TASK OBJECTIVE ▸ Among the records that follow, how many lines contain the word "isSharedServer"? Give the number and no other words.

○ ○ ○

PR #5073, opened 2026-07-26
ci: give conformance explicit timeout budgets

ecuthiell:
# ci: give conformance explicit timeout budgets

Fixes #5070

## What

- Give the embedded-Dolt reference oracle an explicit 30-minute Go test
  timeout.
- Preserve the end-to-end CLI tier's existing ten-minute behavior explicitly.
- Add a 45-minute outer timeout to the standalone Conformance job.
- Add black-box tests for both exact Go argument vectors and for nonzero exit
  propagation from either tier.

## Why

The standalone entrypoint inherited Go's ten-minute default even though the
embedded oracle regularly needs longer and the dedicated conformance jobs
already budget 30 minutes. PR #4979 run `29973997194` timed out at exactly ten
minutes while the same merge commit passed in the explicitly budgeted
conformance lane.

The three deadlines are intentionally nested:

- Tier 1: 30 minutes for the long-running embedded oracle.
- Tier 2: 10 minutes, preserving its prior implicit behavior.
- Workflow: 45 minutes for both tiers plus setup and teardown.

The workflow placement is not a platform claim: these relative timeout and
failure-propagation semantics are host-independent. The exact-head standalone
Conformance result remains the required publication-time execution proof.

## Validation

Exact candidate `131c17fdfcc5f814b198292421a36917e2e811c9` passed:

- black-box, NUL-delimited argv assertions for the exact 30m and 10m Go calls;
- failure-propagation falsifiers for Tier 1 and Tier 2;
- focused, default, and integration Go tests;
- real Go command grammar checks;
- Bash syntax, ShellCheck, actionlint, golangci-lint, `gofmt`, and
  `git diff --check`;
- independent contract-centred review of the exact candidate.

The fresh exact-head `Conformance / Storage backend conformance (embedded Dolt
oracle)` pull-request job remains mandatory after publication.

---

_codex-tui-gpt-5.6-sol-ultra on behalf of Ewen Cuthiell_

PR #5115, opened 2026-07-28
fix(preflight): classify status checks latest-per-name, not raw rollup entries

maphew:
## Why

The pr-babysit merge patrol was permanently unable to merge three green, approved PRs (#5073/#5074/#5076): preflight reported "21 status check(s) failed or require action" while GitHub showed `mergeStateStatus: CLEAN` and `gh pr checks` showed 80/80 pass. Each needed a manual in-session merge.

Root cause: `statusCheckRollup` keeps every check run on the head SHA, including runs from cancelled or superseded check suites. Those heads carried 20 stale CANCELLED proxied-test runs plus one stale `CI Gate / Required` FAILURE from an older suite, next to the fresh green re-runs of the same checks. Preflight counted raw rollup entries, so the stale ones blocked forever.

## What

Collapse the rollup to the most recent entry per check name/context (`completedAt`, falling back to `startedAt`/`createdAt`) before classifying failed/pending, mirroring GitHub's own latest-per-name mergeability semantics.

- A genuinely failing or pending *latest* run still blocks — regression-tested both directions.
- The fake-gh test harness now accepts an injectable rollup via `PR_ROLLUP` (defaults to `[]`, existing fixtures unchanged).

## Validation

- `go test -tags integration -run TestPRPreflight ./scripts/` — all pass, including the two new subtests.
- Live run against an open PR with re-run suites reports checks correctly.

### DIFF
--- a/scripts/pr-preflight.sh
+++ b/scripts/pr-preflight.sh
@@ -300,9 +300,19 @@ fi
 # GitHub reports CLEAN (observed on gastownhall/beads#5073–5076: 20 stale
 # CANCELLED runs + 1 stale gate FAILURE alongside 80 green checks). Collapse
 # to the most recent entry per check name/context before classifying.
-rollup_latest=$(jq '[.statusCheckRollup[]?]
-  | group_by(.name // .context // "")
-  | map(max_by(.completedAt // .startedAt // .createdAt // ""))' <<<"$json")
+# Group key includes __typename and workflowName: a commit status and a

○ ○ ○

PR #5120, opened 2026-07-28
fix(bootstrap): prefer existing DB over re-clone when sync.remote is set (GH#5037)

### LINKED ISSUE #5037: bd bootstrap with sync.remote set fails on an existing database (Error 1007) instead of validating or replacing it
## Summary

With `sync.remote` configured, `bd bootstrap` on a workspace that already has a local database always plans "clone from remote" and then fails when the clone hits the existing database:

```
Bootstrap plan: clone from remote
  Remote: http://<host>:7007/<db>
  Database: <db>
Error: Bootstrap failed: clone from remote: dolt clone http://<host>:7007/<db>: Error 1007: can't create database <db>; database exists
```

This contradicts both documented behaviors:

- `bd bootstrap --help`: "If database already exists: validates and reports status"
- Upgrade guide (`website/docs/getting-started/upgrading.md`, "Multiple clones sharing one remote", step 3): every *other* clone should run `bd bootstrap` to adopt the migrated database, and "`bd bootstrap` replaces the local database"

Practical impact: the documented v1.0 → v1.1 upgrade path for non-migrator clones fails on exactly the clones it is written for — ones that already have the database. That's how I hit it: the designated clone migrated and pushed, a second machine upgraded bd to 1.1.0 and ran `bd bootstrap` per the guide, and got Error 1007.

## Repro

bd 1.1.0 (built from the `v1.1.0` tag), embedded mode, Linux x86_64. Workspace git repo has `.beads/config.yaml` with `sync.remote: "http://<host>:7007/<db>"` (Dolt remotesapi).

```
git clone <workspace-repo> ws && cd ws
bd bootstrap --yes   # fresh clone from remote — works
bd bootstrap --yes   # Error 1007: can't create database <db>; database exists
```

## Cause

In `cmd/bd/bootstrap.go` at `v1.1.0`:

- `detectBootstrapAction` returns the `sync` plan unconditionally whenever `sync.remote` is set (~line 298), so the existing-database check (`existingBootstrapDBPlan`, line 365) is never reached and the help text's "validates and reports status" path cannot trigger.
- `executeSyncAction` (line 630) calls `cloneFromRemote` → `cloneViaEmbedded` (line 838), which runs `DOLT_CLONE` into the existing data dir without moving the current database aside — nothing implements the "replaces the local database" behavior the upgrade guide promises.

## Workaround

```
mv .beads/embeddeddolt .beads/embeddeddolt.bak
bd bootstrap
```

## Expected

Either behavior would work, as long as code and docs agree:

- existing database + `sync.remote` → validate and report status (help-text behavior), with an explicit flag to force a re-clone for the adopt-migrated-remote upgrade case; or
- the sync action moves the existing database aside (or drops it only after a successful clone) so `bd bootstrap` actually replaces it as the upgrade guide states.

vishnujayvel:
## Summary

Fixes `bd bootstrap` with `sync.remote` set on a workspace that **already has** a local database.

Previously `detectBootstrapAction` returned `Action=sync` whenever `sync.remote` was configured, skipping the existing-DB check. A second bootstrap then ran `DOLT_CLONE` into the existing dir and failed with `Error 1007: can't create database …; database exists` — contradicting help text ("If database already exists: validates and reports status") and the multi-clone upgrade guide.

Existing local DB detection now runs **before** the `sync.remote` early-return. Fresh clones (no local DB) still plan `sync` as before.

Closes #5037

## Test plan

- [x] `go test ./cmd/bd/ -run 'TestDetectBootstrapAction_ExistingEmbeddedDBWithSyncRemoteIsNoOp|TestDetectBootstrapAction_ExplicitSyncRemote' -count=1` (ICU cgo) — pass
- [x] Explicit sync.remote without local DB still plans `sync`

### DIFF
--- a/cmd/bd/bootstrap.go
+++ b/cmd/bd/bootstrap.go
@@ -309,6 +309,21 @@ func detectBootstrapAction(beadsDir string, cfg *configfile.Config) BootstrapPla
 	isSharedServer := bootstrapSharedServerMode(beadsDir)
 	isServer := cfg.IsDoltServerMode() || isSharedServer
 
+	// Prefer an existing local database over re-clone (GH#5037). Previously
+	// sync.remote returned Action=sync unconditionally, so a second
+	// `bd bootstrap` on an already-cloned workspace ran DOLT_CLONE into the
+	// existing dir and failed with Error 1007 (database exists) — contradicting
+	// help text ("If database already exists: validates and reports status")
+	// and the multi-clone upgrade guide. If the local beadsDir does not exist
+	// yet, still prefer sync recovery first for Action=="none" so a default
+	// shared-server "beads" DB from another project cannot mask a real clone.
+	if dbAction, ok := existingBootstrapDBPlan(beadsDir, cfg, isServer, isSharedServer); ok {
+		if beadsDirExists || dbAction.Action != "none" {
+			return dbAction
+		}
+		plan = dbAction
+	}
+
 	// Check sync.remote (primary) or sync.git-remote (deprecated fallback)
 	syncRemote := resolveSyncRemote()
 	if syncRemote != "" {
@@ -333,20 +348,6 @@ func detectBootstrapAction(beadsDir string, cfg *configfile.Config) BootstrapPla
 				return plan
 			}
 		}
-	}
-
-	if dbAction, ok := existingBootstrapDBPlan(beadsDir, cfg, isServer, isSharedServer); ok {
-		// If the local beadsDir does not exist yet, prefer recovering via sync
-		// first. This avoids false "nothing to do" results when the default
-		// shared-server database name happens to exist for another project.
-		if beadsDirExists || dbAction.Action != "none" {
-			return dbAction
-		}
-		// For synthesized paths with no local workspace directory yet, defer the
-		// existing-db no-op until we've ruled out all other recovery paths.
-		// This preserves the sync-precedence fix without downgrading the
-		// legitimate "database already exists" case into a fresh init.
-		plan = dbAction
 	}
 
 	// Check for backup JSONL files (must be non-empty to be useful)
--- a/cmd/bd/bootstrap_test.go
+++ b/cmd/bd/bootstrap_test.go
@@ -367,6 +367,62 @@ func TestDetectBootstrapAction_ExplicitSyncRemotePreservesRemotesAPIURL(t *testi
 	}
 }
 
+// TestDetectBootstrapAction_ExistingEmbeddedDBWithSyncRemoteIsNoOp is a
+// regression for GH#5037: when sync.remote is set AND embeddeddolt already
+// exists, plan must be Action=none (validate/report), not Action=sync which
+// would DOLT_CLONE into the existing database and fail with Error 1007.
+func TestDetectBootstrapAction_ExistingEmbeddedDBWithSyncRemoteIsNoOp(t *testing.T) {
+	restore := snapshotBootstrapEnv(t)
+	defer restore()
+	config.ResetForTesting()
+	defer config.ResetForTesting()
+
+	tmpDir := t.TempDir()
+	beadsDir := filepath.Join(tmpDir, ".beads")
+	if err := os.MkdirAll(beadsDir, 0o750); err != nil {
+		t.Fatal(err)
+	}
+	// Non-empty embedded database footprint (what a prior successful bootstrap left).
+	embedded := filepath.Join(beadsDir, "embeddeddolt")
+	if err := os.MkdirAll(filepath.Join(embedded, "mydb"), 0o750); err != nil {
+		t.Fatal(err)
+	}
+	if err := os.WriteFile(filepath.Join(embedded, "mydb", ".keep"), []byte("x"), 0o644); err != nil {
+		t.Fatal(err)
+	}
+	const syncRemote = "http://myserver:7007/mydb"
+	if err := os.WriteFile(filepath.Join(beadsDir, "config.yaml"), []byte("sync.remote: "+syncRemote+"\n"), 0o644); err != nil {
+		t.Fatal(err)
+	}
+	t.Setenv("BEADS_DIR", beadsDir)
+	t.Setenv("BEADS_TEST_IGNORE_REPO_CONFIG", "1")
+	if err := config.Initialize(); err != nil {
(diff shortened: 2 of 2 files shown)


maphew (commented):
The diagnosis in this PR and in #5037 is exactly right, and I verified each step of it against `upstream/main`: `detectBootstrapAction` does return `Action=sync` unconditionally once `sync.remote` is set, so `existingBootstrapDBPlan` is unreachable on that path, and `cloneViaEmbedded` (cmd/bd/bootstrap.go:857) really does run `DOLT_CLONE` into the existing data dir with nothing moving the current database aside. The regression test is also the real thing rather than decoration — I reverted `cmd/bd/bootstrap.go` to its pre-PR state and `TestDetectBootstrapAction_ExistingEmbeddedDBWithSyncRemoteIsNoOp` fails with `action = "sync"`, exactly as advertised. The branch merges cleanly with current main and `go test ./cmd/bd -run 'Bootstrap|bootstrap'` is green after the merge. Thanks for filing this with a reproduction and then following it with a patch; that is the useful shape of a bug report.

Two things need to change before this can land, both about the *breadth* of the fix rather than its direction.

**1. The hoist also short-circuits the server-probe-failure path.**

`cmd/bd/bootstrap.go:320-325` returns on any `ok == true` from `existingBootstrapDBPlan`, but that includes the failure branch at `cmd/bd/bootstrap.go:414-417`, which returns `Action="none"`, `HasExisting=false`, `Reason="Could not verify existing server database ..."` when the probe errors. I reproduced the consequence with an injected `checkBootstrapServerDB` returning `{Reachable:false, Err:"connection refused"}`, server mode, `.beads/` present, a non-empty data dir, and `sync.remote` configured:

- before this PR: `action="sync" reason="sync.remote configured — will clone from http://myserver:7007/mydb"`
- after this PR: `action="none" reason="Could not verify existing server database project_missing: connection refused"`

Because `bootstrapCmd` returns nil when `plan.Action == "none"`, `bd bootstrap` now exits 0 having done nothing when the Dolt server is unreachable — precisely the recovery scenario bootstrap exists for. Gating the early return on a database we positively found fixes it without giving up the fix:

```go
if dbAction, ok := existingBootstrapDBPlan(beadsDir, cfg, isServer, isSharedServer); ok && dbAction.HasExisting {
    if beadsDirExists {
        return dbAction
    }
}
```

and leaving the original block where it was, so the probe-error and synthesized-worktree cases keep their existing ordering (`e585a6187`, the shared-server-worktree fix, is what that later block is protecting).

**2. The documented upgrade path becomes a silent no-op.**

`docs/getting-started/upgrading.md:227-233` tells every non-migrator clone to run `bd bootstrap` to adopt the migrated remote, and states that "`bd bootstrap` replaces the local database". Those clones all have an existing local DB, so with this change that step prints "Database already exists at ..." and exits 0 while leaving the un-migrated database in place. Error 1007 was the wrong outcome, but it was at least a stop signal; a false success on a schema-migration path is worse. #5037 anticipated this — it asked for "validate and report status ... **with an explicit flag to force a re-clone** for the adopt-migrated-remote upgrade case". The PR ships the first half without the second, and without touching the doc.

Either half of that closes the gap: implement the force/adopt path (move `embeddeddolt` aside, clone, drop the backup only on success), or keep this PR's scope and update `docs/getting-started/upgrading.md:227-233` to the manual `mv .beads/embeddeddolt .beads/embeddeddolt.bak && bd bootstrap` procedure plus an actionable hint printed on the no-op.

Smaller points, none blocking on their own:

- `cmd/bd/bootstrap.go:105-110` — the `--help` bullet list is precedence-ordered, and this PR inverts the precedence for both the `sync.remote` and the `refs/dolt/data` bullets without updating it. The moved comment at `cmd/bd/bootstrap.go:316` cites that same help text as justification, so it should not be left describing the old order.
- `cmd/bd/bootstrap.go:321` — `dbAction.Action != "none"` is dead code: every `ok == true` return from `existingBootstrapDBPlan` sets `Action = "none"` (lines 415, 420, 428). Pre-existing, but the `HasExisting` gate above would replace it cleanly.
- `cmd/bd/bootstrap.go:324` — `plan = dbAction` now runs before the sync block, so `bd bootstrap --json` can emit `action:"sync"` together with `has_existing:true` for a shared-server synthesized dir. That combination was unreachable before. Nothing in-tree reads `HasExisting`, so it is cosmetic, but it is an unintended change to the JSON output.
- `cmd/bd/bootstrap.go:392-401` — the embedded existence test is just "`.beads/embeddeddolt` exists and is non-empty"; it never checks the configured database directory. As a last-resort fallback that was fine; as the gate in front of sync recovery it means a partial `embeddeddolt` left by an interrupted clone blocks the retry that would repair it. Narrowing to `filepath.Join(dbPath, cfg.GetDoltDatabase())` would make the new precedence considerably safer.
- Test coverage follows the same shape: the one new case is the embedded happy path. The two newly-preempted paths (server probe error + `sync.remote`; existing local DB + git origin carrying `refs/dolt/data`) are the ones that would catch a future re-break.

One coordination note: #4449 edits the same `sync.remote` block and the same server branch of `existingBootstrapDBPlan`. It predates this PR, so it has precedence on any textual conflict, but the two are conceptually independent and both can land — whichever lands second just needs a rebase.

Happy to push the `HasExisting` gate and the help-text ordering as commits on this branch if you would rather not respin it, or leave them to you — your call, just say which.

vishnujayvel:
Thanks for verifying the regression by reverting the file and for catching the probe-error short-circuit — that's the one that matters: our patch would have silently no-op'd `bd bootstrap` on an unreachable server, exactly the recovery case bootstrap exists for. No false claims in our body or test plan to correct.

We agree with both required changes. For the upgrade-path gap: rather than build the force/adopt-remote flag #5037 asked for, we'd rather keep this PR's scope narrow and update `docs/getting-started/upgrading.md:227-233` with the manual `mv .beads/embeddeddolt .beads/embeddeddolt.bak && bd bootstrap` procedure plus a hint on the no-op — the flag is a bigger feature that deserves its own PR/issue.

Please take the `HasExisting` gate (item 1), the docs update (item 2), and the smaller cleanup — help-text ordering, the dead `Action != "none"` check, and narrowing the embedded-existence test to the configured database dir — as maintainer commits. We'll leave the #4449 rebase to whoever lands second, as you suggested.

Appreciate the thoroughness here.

○ ○ ○

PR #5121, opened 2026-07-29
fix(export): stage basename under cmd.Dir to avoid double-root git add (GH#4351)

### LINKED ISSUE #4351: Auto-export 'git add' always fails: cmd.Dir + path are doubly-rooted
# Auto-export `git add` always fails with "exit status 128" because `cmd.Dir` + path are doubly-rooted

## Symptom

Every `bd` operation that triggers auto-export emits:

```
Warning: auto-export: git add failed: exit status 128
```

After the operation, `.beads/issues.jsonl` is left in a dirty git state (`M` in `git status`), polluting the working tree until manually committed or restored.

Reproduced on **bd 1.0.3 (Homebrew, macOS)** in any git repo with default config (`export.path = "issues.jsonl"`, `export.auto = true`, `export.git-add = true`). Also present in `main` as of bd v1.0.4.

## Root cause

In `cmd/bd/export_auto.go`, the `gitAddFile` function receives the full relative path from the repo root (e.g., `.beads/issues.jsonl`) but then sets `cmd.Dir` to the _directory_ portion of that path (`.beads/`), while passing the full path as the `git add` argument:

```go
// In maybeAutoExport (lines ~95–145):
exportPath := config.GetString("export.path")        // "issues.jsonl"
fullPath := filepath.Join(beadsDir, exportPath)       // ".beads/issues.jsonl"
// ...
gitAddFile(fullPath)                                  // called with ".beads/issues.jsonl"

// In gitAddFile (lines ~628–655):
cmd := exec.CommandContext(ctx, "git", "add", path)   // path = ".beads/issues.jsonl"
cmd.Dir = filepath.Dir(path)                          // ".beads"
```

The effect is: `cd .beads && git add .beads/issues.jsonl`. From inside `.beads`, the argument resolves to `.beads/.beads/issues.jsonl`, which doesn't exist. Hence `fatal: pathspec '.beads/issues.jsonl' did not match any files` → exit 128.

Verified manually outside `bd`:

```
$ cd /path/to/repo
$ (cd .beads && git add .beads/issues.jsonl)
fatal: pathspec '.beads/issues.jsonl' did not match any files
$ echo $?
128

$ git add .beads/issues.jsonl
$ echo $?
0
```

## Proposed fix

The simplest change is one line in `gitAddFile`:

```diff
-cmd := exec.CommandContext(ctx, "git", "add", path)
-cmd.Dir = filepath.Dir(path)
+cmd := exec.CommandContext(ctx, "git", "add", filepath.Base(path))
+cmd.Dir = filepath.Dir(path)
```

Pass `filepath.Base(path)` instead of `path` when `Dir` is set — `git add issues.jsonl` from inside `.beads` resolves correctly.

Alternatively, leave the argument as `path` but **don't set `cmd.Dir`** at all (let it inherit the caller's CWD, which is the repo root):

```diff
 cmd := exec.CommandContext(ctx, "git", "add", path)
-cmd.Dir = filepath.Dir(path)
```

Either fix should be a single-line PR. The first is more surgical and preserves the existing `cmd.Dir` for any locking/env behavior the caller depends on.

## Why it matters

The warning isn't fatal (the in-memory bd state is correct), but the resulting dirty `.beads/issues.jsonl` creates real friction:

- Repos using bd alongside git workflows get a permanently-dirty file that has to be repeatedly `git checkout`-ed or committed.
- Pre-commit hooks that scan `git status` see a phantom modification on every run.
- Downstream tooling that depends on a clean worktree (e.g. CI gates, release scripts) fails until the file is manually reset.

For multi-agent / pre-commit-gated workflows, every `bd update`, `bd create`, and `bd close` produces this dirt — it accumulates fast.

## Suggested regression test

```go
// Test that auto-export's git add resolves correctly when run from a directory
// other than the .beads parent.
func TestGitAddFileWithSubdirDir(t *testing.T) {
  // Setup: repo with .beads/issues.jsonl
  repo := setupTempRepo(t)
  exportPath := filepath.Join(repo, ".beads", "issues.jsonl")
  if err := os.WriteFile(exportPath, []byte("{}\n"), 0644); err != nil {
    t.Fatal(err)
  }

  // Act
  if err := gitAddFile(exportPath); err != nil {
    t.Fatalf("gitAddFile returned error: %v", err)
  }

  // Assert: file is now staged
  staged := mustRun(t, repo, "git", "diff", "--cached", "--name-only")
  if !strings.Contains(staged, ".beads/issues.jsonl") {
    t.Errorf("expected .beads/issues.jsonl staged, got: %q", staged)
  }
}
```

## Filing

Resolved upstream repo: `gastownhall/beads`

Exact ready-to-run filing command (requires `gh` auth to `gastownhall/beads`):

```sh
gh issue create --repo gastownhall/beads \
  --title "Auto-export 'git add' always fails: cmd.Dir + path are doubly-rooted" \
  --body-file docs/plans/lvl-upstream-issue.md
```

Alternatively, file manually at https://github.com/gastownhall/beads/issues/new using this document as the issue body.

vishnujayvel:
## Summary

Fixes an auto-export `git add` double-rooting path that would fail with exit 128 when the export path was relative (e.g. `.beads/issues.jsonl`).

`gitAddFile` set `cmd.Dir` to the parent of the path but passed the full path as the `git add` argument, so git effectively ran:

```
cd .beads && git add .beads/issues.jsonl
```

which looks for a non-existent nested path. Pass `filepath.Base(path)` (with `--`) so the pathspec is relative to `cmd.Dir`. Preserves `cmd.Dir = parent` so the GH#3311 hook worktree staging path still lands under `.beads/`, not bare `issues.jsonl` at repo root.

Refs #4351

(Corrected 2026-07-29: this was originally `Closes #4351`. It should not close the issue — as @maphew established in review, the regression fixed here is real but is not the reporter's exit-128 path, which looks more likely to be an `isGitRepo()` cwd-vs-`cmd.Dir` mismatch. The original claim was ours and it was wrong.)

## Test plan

○ ○ ○

ANSWER AREA ▸ 5